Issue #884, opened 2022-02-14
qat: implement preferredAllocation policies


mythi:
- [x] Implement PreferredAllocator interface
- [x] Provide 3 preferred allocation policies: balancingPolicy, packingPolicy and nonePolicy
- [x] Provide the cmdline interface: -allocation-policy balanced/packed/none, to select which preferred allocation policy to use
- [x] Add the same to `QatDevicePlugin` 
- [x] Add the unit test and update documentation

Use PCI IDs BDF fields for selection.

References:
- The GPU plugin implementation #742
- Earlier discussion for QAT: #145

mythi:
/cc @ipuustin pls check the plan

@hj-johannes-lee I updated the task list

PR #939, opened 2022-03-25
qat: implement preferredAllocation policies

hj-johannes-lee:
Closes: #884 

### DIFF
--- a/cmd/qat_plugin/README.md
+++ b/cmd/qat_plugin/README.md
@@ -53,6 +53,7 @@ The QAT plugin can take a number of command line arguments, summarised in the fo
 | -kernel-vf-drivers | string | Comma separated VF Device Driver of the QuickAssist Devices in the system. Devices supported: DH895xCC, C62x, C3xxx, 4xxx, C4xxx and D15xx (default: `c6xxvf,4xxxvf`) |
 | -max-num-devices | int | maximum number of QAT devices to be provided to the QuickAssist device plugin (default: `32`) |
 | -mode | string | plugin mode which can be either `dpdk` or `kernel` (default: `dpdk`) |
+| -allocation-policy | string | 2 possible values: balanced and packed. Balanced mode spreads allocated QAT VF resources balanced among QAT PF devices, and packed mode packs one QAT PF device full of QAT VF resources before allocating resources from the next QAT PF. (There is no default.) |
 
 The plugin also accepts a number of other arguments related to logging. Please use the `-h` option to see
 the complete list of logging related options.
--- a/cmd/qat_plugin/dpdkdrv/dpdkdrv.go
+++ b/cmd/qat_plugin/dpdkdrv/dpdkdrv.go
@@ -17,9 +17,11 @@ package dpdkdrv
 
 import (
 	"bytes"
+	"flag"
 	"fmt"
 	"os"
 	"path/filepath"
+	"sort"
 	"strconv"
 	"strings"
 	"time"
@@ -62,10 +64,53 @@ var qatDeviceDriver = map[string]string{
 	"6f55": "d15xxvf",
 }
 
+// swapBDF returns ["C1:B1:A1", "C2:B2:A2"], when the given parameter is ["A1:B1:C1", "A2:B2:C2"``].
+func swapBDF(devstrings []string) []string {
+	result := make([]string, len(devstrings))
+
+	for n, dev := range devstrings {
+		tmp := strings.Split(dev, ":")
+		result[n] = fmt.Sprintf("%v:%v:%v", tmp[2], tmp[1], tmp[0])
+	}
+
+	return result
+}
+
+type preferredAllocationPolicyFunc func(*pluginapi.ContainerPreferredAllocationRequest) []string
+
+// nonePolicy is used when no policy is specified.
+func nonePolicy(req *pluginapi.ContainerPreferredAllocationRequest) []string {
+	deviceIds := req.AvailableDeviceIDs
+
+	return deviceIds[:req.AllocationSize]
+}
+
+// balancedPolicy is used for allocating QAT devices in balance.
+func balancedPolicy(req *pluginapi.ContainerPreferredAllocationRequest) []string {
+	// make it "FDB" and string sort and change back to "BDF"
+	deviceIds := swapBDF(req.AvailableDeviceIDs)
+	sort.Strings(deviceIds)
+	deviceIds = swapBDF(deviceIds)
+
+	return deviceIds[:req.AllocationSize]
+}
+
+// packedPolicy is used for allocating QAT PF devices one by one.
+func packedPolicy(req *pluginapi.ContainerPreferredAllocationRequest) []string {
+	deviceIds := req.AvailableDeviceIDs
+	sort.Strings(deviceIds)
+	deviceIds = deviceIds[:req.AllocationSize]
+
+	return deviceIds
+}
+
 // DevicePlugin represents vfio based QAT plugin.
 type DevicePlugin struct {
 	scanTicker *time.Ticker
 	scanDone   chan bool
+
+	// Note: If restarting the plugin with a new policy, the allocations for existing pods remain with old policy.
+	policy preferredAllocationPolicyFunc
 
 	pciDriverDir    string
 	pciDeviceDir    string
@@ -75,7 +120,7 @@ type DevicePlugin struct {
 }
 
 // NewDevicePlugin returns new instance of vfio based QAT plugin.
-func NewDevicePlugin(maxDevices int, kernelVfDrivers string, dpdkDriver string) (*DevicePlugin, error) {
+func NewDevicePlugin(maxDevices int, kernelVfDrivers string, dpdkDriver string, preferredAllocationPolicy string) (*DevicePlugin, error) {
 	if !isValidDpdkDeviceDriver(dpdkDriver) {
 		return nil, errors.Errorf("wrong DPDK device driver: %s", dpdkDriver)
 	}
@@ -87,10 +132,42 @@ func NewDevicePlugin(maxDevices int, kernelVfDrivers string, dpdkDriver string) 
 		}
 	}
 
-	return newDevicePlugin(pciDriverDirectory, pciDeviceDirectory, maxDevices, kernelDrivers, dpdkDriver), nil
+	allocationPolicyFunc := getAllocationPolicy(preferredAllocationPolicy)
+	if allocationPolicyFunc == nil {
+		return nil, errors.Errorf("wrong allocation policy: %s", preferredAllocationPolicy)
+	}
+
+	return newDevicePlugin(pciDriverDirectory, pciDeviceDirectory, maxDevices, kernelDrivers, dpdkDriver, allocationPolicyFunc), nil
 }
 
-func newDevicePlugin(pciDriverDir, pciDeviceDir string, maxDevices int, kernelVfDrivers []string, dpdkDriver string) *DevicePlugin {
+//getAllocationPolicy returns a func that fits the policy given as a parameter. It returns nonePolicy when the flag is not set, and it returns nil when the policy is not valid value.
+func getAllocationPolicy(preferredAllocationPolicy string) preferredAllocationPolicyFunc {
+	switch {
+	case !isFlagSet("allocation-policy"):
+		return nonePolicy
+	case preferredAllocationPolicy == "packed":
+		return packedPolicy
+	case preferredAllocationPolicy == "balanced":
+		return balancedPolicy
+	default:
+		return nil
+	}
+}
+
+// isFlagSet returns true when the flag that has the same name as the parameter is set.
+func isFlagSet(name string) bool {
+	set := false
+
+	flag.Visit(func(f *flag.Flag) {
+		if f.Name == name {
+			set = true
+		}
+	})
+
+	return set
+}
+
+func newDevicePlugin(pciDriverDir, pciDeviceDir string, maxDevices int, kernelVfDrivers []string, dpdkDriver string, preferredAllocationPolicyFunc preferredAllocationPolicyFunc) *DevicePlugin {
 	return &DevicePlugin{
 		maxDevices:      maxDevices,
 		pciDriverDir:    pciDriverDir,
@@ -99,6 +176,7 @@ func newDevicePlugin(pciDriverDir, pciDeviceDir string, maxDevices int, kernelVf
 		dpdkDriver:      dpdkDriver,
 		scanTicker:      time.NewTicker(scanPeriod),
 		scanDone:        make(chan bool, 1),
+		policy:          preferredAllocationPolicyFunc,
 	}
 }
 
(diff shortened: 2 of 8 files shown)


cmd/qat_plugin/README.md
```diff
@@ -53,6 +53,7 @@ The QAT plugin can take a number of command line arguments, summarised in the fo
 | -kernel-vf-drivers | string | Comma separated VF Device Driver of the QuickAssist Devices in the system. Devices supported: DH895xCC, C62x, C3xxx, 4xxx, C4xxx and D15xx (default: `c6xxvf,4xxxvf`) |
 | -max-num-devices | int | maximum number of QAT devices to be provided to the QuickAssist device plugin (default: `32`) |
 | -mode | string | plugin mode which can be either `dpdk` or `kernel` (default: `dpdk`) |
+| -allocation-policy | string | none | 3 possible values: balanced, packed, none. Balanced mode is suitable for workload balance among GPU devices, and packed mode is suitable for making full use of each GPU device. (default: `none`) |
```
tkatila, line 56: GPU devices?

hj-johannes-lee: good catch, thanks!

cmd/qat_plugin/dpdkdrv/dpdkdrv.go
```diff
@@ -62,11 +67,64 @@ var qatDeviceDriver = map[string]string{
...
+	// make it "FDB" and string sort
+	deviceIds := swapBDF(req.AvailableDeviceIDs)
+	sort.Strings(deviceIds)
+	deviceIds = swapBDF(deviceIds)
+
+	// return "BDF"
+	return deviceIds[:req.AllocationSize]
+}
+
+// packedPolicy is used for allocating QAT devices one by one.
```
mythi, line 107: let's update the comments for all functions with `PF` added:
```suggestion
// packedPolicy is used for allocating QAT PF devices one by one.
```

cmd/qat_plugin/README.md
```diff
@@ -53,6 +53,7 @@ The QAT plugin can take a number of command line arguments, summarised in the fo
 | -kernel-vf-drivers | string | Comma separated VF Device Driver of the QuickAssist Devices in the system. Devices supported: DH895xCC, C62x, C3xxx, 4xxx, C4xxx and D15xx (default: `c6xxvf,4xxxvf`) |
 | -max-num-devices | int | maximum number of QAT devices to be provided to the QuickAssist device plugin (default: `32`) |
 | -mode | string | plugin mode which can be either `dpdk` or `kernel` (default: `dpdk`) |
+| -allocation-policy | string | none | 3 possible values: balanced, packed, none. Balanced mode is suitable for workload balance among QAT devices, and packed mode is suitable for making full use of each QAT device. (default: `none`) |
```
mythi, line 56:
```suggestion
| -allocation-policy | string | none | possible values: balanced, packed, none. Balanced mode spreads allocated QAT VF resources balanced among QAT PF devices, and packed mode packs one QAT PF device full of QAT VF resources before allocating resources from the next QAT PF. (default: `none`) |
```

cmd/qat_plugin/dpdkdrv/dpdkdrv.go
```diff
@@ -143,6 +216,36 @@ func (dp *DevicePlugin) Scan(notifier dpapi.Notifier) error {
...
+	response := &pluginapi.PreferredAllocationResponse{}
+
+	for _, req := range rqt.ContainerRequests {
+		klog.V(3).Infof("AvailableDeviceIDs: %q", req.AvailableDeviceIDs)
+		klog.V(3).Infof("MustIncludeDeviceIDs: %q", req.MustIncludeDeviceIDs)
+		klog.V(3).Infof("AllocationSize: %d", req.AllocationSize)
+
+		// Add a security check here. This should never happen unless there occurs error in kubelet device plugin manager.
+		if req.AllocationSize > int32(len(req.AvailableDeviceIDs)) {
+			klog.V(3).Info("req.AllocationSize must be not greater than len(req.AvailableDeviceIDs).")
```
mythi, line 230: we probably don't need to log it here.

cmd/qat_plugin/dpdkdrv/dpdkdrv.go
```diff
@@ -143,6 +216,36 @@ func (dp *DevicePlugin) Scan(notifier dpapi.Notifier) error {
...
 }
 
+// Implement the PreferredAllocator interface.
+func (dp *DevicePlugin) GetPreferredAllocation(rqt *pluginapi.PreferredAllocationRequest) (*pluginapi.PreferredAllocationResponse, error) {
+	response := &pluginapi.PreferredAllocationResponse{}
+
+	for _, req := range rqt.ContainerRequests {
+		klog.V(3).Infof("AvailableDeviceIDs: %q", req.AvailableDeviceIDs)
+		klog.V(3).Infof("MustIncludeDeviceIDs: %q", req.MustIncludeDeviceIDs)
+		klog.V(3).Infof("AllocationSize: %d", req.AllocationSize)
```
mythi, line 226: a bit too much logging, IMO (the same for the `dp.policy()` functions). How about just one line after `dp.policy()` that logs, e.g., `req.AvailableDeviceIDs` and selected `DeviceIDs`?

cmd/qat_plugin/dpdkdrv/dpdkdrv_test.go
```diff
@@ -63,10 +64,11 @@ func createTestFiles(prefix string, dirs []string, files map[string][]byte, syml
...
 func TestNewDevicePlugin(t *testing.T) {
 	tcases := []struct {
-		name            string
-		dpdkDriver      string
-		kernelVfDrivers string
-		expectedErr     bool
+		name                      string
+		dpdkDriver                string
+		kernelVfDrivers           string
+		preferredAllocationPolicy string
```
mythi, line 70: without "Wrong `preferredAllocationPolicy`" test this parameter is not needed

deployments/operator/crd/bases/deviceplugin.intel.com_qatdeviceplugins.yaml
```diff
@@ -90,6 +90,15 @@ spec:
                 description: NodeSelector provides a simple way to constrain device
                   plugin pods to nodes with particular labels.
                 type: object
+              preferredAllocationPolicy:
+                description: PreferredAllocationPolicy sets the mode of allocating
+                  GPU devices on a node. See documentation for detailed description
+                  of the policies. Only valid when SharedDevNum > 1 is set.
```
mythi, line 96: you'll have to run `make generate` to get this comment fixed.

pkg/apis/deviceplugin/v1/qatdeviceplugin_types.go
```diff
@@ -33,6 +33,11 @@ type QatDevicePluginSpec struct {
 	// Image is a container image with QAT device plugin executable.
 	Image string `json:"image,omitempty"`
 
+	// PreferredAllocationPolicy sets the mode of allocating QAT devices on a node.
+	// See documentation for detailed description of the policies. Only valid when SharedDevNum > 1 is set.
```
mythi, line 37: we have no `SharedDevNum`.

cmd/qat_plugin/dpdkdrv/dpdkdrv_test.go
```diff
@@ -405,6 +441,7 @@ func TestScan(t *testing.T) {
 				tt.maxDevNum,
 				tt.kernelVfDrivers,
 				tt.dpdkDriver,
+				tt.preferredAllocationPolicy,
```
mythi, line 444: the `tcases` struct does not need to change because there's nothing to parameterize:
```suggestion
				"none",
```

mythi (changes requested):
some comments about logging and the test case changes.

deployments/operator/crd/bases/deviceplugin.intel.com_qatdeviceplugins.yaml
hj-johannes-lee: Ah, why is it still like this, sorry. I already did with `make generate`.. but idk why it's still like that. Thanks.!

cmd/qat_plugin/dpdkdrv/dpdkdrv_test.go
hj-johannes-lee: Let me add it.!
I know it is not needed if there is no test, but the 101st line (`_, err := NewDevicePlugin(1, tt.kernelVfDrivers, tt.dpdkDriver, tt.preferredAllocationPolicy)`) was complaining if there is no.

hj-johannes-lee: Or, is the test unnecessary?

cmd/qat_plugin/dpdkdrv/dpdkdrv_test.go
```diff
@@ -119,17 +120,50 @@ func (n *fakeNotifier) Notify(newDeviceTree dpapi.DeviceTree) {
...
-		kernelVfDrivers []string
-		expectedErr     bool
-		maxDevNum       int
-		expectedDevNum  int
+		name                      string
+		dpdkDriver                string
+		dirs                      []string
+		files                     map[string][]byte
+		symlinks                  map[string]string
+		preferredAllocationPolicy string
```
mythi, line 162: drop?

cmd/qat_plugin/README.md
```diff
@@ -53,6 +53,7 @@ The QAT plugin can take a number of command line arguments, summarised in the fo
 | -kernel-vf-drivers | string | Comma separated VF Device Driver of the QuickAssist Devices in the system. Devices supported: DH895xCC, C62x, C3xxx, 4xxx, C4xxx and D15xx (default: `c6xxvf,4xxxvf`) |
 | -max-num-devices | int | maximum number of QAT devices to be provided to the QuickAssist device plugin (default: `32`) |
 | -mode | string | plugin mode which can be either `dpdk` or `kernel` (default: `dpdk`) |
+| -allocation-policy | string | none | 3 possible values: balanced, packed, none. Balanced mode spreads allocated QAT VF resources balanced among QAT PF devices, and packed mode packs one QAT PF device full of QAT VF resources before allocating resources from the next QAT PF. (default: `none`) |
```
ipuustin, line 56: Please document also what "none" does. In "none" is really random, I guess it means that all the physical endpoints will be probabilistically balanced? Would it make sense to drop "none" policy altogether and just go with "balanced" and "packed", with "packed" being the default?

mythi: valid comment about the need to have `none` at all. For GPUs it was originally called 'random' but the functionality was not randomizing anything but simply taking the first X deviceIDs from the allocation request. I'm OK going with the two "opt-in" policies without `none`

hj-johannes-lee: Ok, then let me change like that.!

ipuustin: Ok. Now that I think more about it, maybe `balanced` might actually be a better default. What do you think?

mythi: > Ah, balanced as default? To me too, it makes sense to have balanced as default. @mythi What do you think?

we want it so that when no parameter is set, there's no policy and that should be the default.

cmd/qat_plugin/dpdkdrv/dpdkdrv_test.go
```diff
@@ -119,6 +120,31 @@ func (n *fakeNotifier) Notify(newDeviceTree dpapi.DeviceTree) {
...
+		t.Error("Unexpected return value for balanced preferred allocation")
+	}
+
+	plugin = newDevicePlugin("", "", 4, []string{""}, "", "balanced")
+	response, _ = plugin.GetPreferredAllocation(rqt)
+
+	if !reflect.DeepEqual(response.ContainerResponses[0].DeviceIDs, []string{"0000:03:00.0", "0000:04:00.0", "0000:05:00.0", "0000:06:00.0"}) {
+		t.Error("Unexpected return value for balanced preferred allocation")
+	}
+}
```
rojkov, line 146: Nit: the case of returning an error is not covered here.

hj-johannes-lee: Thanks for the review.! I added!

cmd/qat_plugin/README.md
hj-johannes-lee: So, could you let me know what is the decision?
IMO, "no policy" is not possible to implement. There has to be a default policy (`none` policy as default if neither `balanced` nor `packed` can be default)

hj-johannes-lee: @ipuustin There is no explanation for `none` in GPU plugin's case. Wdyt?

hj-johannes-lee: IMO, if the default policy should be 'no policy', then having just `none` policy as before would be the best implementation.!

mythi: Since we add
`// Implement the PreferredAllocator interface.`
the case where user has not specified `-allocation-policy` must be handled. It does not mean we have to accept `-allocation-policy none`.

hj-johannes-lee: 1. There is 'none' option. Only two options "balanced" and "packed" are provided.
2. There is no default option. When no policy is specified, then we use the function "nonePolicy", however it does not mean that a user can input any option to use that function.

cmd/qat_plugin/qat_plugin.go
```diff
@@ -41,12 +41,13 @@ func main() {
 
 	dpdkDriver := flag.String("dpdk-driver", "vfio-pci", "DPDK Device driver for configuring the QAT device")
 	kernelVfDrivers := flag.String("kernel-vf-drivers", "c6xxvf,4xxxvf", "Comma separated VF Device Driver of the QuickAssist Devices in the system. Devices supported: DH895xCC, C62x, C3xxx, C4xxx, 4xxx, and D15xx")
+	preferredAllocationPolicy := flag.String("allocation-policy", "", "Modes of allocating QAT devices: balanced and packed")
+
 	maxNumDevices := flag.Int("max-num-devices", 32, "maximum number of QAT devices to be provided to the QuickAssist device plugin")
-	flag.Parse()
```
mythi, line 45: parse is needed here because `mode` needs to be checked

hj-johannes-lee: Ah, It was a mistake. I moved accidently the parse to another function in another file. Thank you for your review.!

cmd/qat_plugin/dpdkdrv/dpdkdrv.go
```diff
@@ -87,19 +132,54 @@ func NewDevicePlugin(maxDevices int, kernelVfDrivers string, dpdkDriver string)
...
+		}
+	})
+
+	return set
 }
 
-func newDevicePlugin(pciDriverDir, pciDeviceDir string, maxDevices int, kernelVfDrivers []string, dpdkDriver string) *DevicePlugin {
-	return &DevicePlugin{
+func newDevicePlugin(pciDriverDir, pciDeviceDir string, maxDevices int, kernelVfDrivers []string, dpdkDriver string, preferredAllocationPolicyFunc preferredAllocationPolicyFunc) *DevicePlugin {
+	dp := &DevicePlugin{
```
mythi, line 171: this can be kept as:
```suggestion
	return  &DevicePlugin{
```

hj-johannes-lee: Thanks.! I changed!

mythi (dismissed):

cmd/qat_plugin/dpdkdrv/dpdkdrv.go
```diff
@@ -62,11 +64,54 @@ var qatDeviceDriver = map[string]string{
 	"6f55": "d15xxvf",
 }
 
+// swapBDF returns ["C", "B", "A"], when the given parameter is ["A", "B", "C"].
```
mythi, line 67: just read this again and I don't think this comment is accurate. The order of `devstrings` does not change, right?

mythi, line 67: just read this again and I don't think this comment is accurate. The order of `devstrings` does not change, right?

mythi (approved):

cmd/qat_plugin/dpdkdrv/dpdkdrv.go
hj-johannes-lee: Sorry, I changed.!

-*-*-

EXERCISE PROMPT:
In the material, find each line with the word "think" and list it.

ANSWER SECTION:
ipuustin: Ok. Now that I think more about it, maybe `balanced` might actually be a better default. What do you think?
mythi: > Ah, balanced as default? To me too, it makes sense to have balanced as default. @mythi What do you think?
mythi, line 67: just read this again and I don't think this comment is accurate. The order of `devstrings` does not change, right?
mythi, line 67: just read this again and I don't think this comment is accurate. The order of `devstrings` does not change, right?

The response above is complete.